■ WORK TASK ■
The entries are given below. Output each one unchanged.

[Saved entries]
___

PR #1520, opened 2026-09-15
fix: proxy logos in channel table

jWXZSCsqrpZRSVwauBjn:
## Summary

- load `enable_logo_proxy` with constrained playlist relations in the channel table
- ensure channel images use the configured logo proxy for regular and custom playlists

___

■ EXERCISE ANSWER ■
PR #1520, opened 2026-09-15
fix: proxy logos in channel table

jWXZSCsqrpZRSVwauBjn:
## Summary

- load `enable_logo_proxy` with constrained playlist relations in the channel table
- ensure channel images use the configured logo proxy for regular and custom playlists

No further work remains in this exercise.